§ Your goal: Copy out, unchanged, every line from the start of the records to the line that contains "travjenkins, line 11: Not", and stop there.

§ Task input:
PR #375, opened 2022-11-09
Update logic to remove all bindings.

kiahna-tucker:
## Changes

## Tests

## Issues

## Content

## Screenshots

### DIFF
--- a/src/api/draftSpecs.ts
+++ b/src/api/draftSpecs.ts
@@ -184,12 +184,13 @@ export const deleteDraftSpecsByCatalogName = async (
     const promises: Array<Promise<PostgrestResponse<any>>> = [];
     let index = 0;
 
-    const deletePromiseGenerator = (idx: number) =>
-        supabaseClient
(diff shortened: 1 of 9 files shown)


src/components/collection/Picker.tsx
```diff
@@ -114,30 +120,63 @@ function CollectionPicker({ readOnly = false }: Props) {
...
+    }, [collections, collectionOptions]);
+
+    useEffect(() => {
+        if (populateCollectionValues && collections) {
+            const values = collections.map(
+                (collection) =>
+                    collectionOptions.find(
+                        ({ name }) => name === collection
+                    ) ?? {
+                        name: collection,
```
kiahna-tucker, line 159: The condition that sets `populateCollectionValues` should guarantee that there is an autocomplete option for each collection in the `collections` array, therefore the right-hand side of the nullish coalescing operator should never be reached. This assertion has proven to be true in my rounds of testing.

travjenkins (approved):
lgtm

PR #376, opened 2022-11-10
Implementing new table store and moving more endpoints to API approach

travjenkins:
## Changes

1. Get tables using a store to get data
2. Wire up fetching stats (hidden now)
3. Move table state into a hook
4. Move data/queries to the API approach for table related endpoints

## Tests

Manually tested viewing the tables, sorting, searching, etc.

## Issues

N/A - tech debt

## Content

N/A - this adds content but we'll worry about approving that when the stats is made visible to users

## Screenshots

N/A - should be no visible differences to users


src/AppLayout.tsx
```diff
@@ -8,10 +8,10 @@ import Navigation from './components/navigation/Navigation';
 function AppLayout() {
     const [navigationConfig, setNavigationConfig] = useLocalStorage(
         LocalStorageKeys.NAVIGATION_SETTINGS,
-        { open: true }
+        { open: false }
```
travjenkins, line 11: Not related to table... most folks close by default anyway.

src/components/tables/AccessGrants/index.tsx
```diff
@@ -1,67 +1,60 @@
...
+        return getGrantsForEverything(pagination, searchQuery, [
+            {
+                col: columnToSort,
+                direction: sortDirection,
             },
-        },
-        [pagination, searchQuery, columnToSort, sortDirection]
-    );
+        ]);
+    }, [columnToSort, pagination, searchQuery, sortDirection]);
```
travjenkins, line 29: New approach for queries... just create a fetched based on the API stuff and memoize it.

src/components/tables/AccessGrants/index.tsx
```diff
@@ -1,67 +1,60 @@
...
-                setSortDirection={setSortDirection}
-                columnToSort={columnToSort}
-                setColumnToSort={setColumnToSort}
-                header="accessGrantsTable.title"
-                filterLabel="accessGrantsTable.filterLabel"
+            <TableHydrator
+                query={query}
                 selectableTableStoreName={SelectTableStoreNames.ACCESS_GRANTS}
-            />
+            >
```
travjenkins, line 36: The hydrator gets the query and is the one that actually puts all the stuff into the table store.

src/components/tables/Captures/Rows.tsx
```diff
@@ -21,15 +22,15 @@ import { QUERY_PARAM_CONNECTOR_TITLE } from 'services/supabase';
 import { SelectTableStoreNames } from 'stores/names';
 import { useShardDetail_setShards } from 'stores/ShardDetail/hooks';
 import { getPathWithParams } from 'utils/misc-utils';
-import { LiveSpecsExtQuery } from './types';
 
 interface RowsProps {
-    data: LiveSpecsExtQuery[];
+    data: CaptureQueryWithStats[];
```
travjenkins, line 27: Leaving the stats stuff in but it is not actually getting used.

src/components/tables/Captures/StatsHydrator.tsx
```diff
@@ -0,0 +1,44 @@
...
+import { useEffect } from 'react';
+import { SelectTableStoreNames } from 'stores/names';
+import { BaseComponentProps } from 'types';
+
+// Hydrator
+interface StatsHydratorProps extends BaseComponentProps {
+    selectableTableStoreName: SelectTableStoreNames;
+}
+
+const StatsHydrator = ({
```
travjenkins, line 15: This is all still WIP as I am still sketching out code to decide how we want to do this.

src/components/tables/EntityTable.tsx
```diff
@@ -95,22 +94,36 @@ function EntityTable({
...
+
+    const selectDataCount = useZustandStore<
+        SelectableTableStore,
+        SelectableTableStore['query']['count']
+    >(selectableTableStoreName, selectableTableStoreSelectors.query.count);
+
+    const hydrate = useZustandStore<
+        SelectableTableStore,
+        SelectableTableStore['hydrate']
+    >(selectableTableStoreName, selectableTableStoreSelectors.query.hydrate);
```
travjenkins, line 125: Converting what used to be handles with SWR into fetching out of a store

src/components/tables/EntityTable.tsx
```diff
@@ -152,9 +214,9 @@ function EntityTable({
 
     useEffect(() => {
         if (successfulTransformations > 0) {
-            mutateSelectData().catch(() => {});
+            hydrate();
```
travjenkins, line 217: We no longer have mutate to trigger a re-fetch so calling hydrate directly.

src/components/tables/Filters/Date.tsx
```diff
@@ -0,0 +1,102 @@
...
+
+type FilterOptions =
+    | `today`
+    | `yesterday`
+    | `lastWeek`
+    | `thisWeek`
+    | `lastMonth`
+    | `thisMonth`;
+
+function DateFilter() {
```
travjenkins, line 15: All WIP and not being used right now as this is for stats.

src/components/tables/hooks.ts
```diff
@@ -0,0 +1,28 @@
+import { useState } from 'react';
+import { SortDirection } from 'types';
+import { getPagination } from './EntityTable';
+
+function useTableState(defaultSortCol: any, defaultSortDir?: SortDirection) {
```
travjenkins, line 5: Taken from the repeated stuff in table components. More should go in here eventually... maybe. Some of this kind of stuff might go into the store... but even if it does we'll probably get it all out via a hook.

src/forms/renderers/MultiLineSecret.tsx
```diff
@@ -79,36 +79,38 @@ const MultiLineSecretRenderer = (props: any) => {
...
-                }}
-                dialogProps={{
-                    open: isUploadOpen,
-                    sx: {
-                        '& .MuiDropzoneArea-root': {
-                            'minHeight': 150,
-                            'padding': 5,
-                            '& .MuiDropzonePreviewList-root': {
-                                justifyContent: 'center',
+            {isUploadOpen ? (
```
travjenkins, line 82: Super simple fix(?) for React complaining that components were doing stuff after not being rendered.

src/hooks/supabase-swr/hooks/useSelect.ts
```diff
@@ -12,4 +12,15 @@ const useSelect = <Data>(
     return useSWR(query, fetcher, swrConfig);
 };
 
+export const useSelectNew = <Data>(
```
travjenkins, line 15: One step towards using a better approach for integrating with SWR

src/hooks/supabase-swr/query.ts
```diff
@@ -6,7 +6,7 @@ export type QueryConfig<Data> = {
     count?: Count;
     head?: boolean;
 };
-export type Query<Data> = [string | (() => string), QueryConfig<Data>] | null;
+export type Query<Data> = [string, QueryConfig<Data>] | null;
```
travjenkins, line 9: We never had a function that returned the string so removed that type

src/stores/EndpointConfig.tsx
```diff
@@ -207,6 +201,7 @@ const getInitialState = (
     get: StoreApi<EndpointConfigState>['getState']
 ): EndpointConfigState => ({
     ...getInitialStateData(),
+    ...getStoreWithHydrationSettings('Endpoint Config', set),
```
travjenkins, line 204: Make standard stuff with hydration standard.

src/stores/Hydration.ts
```diff
@@ -0,0 +1,57 @@
...
+                    state.hydrationErrorsExist = value;
+                }),
+                false,
+                `${key} Hydration Errors Detected`
+            );
+        },
+    };
+};
+
+export interface AsyncOperationProps {
```
travjenkins, line 42: This chunk is a WIP for handling async ops in Zustand in a standard way.

src/api/combinedGrantsExt.ts
```diff
@@ -0,0 +1,62 @@
...
+
+    if (adminOnly) {
+        queryBuilder = queryBuilder.eq('capability', 'admin');
+    }
+
+    return queryBuilder.eq('user_id', userId);
+};
+
+// Used to display all the grants for everything in the admin page
+const getGrantsForEverything = (
```
kiahna-tucker, line 23: The query helper naming convention will take a few iterations to see what _feels right_, so I am comfortable moving forward with the original function name. That said, the naming convention applied to the hydration-related query helpers is as follows:

**Differentiating queries that pull the same classification of data from a table (e.g., endpoint schema and/or resource schema from the `connector_tags` table):**

> `getDataClassification` -- an overarching query that pulls multiple forms of a data classification (e.g., both the resource and endpoint schemas from the `connector_tags` table).
> 
> `getDataClassification_SpecificIdentifier` -- a query that pulls a single form of a data classification (e.g., either the resource schema or the endpoint schema from the `connector_tags` table).

This was inspired by the store selector hook naming convention. It can be observed by the `getSchema_Endpoint` and `getSchema_Resource` helpers in the aforementioned file.

<br />

**Differentiating queries that pull data from the same column(s) of a table (e.g., the `spec` column of the `live_specs_ext` table):**

>`getDataClassificationByFocalColumn` -- a query that pulls data from a specific column(s) of a table where the _focal column_ is the distinguishing filter applied.

With those definitions in mind, `getGrants` is a suitable name alternative for `getGrantsForEverything` since the more nuanced queries identify the _use-case_ or distinguishing factor in the name. I would _recommend_ that adjustment. As far as the other query helper names go, I feel the `getDataClassification_SpecificIdentifier` definition is most applicable since you are targeting the `Grant` type explicitly (i.e., `getGrants_User` and `getGrants_AuthToken`). _Thinking out loud_.

src/api/directives.ts
```diff
@@ -74,4 +79,27 @@ const submitDirective = async (
     }
 };
 
-export { exchangeBearerToken, submitDirective };
+const getApplieDirectives = (type: keyof typeof DIRECTIVES, userId: string) => {
```
kiahna-tucker, line 82: >`getApplieDirectives`

There is a typo in this function name. The _d_ in _Applied_ is missing (i.e., `getAppliedDirectives`).

kiahna-tucker, line 82: >`(type: keyof keyof DIRECTIVES`

Since `type` is a keyword, I would suggesting renaming this input argument. Also, I have never seen `keyof` used in succession before. Interesting.

src/api/directives.ts
```diff
@@ -74,4 +79,27 @@ const submitDirective = async (
...
+            directives !inner(spec->>type)
+        `);
+
+    queryBuilder = queryBuilder.eq('directives.spec->>type', type);
+    queryBuilder = queryBuilder.eq('user_id', userId);
+
+    return DIRECTIVES[type]
+        .queryFilter(queryBuilder)
+        .order('updated_at', { ascending: false })
+        .limit(1);
```
kiahna-tucker, line 102: I have been wondering if queries that should only return a single result should be explicitly limited. How do you feel about imposing explicit limits where expected?

src/api/liveSpecsExt.ts
```diff
@@ -0,0 +1,127 @@
...
+export interface CaptureQueryWithStats extends CaptureQuery {
+    stats?: CatalogStats;
+}
+export interface MaterializationQuery extends LiveSpecsExtBaseQuery {
+    reads_from: string[];
+}
+export interface MaterializationQueryWithStats extends MaterializationQuery {
+    stats?: CatalogStats;
+}
+export type CollectionQuery = Pick<
```
kiahna-tucker, line 41: Query typing has been on my mind pretty heavily, particularly because of the constraints they can impose on segments of a store state. The `spec` and `setSpecs` slices of the editor store state are a good example of a _query type constraint_ place on a store. Here, it is important that there is a `draft_specs` query type that is an analog of a `live_specs` query. This is easy enough to achieve, but as we extend/prune query types and apply them to query helper functions, utility functions, and store assets, it may prove beneficial to have a _specific_ approach for query type generation. An idea periodically comes to mind: create a base type that identifies the structure of an entire table and utilize the `Pick` utility to create common subsets of that type. _Thinking out loud._

src/components/tables/Filters/Date.tsx
```diff
@@ -0,0 +1,102 @@
...
+                id="stat-filter-selector-menu"
+                anchorEl={anchorEl}
+                open={open}
+                onClose={handlers.closeMenu}
+                anchorOrigin={{
+                    vertical: 'bottom',
+                    horizontal: 'left',
+                }}
+            >
+                <MenuItem onClick={() => handlers.setFilter('today')}>
```
kiahna-tucker, line 79: Did you consider using employing `map` to generate this list of menu items?

src/hooks/supabase-swr/hooks/useSelectSingle.ts
```diff
@@ -12,4 +13,17 @@ const useSelectSingle = <Data>(
...
+export const useSelectSingleNew = <Data>(
+    fetcher: any,
+    swrConfig?: Omit<SWRConfiguration, 'fetcher'>
+): SWRResponse<SuccessResponseSingle<Data>, PostgrestError> => {
+    const key = useMemo(() => (fetcher ? fetcher.url.href : null), [fetcher]);
+    const fetchFunction = useMemo(
+        () => () => fetcher.throwOnError().single(),
+        [fetcher]
+    );
+    console.log('select single new', key);
```
kiahna-tucker, line 25: Are you intentionally leaving this `console.log` behind?

kiahna-tucker (approved):
Approved without manual testing since a _decent_ portion of this functionality was demoed. There is one typo that I would like to have fixed before this code is merged and an opportunity for code cleanup (i.e., lingering `console.log`). All other comments can be considered a discussion point.

src/api/directives.ts
travjenkins: Well that explains why I kept having issues finding this function when searching for it!

Fixed

travjenkins: I considered that - but they are stored as `type` so sticking with it.

src/api/directives.ts
travjenkins: I have been wondering about that. I think it is a good idea when we know the exact count since if you do this and there are multiples returned then an error is thrown. 

However, I kinda of don't like queries with limits ever and would rather just always have arrays and handle multiples from day one (in case we ever need to handle multiples).

In our system I am feeling we're probably safe limiting the queries we think should because they are really rare so kinda of nice to call out those out.

src/api/liveSpecsExt.ts
travjenkins: Yeah - I think once we get the Supabase CLI updated and have it type the DB this will be a lot easier. As we'll always be starting with "a base type" of the table. 

I agree with the thinking out loud - as I was coding like this for this PR it felt alright and easy to work with.

src/components/tables/Filters/Date.tsx
travjenkins: Yup - I'm gonna eventually make all this read from some kind of "filter settings" and generate the menu but only after I know how they are actually different.

src/hooks/supabase-swr/hooks/useSelectSingle.ts
travjenkins: I was... but I feel like this is working well enough to not need anymore. I'll remove.

src/api/combinedGrantsExt.ts
travjenkins: I actually only called is that because it was the last query I found while working through these and was "Oh crap... this should be called getGrants".

travjenkins: I am still not sold on using the selector hooks naming pattern with apis. I played with that name with these and did not like it as much. But agree - it'll take us awhile to figure out how we're gonna name and structure stuff with the different approach.

PR #377, opened 2022-11-14
admin/api: give service account JSON instead of token

mdibaiee:
## Changes

- Instead of token, generate a JSON service account to be used with https://github.com/estuary/flow/pull/792

## Tests

I actually was not able to test this yet, I had issues with running agent locally 😬 

## Issues

- https://github.com/estuary/animated-carnival/issues/43

## Content

_Were there any changes to [content](https://github.com/estuary/ui/tree/main/src/lang) that you need to get reviewed?_ No

## Screenshots


src/components/admin/Api.tsx
```diff
@@ -43,7 +43,13 @@ function AdminApi() {
...
                     minRows={4}
                     cols={50}
-                    value={session?.access_token}
+                    value={JSON.stringify({
+                        access_token: session?.access_token,
+                        refresh_token: session?.refresh_token,
+                        expires_at:
+                            (session?.expires_at ?? 0) +
+                            (session?.expires_in ?? 0),
+                    })}
```
travjenkins, line 52: I think we can just generally check for session as the start

```
value={session ? JSON.stringify({
    access_token: session.access_token,
    refresh_token: session.refresh_token,
    expires_at:
        (session.expires_at ?? 0) +
        (session.expires_in ?? 0),
}) : ""}
```

The session "can be null" but that usually just means they get logged out right away. If we are missing session then we can just not show anything in the text area.

src/lang/en-US.ts
```diff
@@ -336,8 +336,8 @@ const AdminPage: ResolvedIntlConfig['messages'] = {
     'admin.roles.message': `These are all the ${CommonMessages['terms.permissions']} that are currently provisioned. An administrator can update them in the {docLink}.`,
     'admin.roles.message.docLink': `authorization settings`,
     'admin.roles.message.docPath': `https://go.estuary.dev/provision`,
-    'admin.accessToken': `Access Token`,
-    'admin.accessToken.message': `Copy the access token below to authenticate the CLI client.`,
+    'admin.accessToken': `Service Account`,
+    'admin.accessToken.message': `Copy the command below to authenticate the CLI client.`,
```
travjenkins, line 340: Since we are now giving the user a command to run in the terminal I think we need to include more details or at the very least link to the docs page: https://docs.estuary.dev/reference/authentication/#authenticating-flow-using-the-cli

Also... we'll need to update the docs page when we merge this.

§ Solution to this problem:
PR #375, opened 2022-11-09
Update logic to remove all bindings.

kiahna-tucker:
## Changes

## Tests

## Issues

## Content

## Screenshots

### DIFF
--- a/src/api/draftSpecs.ts
+++ b/src/api/draftSpecs.ts
@@ -184,12 +184,13 @@ export const deleteDraftSpecsByCatalogName = async (
     const promises: Array<Promise<PostgrestResponse<any>>> = [];
     let index = 0;
 
-    const deletePromiseGenerator = (idx: number) =>
-        supabaseClient
(diff shortened: 1 of 9 files shown)


src/components/collection/Picker.tsx
```diff
@@ -114,30 +120,63 @@ function CollectionPicker({ readOnly = false }: Props) {
...
+    }, [collections, collectionOptions]);
+
+    useEffect(() => {
+        if (populateCollectionValues && collections) {
+            const values = collections.map(
+                (collection) =>
+                    collectionOptions.find(
+                        ({ name }) => name === collection
+                    ) ?? {
+                        name: collection,
```
kiahna-tucker, line 159: The condition that sets `populateCollectionValues` should guarantee that there is an autocomplete option for each collection in the `collections` array, therefore the right-hand side of the nullish coalescing operator should never be reached. This assertion has proven to be true in my rounds of testing.

travjenkins (approved):
lgtm

PR #376, opened 2022-11-10
Implementing new table store and moving more endpoints to API approach

travjenkins:
## Changes

1. Get tables using a store to get data
2. Wire up fetching stats (hidden now)
3. Move table state into a hook
4. Move data/queries to the API approach for table related endpoints

## Tests

Manually tested viewing the tables, sorting, searching, etc.

## Issues

N/A - tech debt

## Content

N/A - this adds content but we'll worry about approving that when the stats is made visible to users

## Screenshots

N/A - should be no visible differences to users


src/AppLayout.tsx
```diff
@@ -8,10 +8,10 @@ import Navigation from './components/navigation/Navigation';
 function AppLayout() {
     const [navigationConfig, setNavigationConfig] = useLocalStorage(
         LocalStorageKeys.NAVIGATION_SETTINGS,
-        { open: true }
+        { open: false }
```
travjenkins, line 11: Not related to table... most folks close by default anyway.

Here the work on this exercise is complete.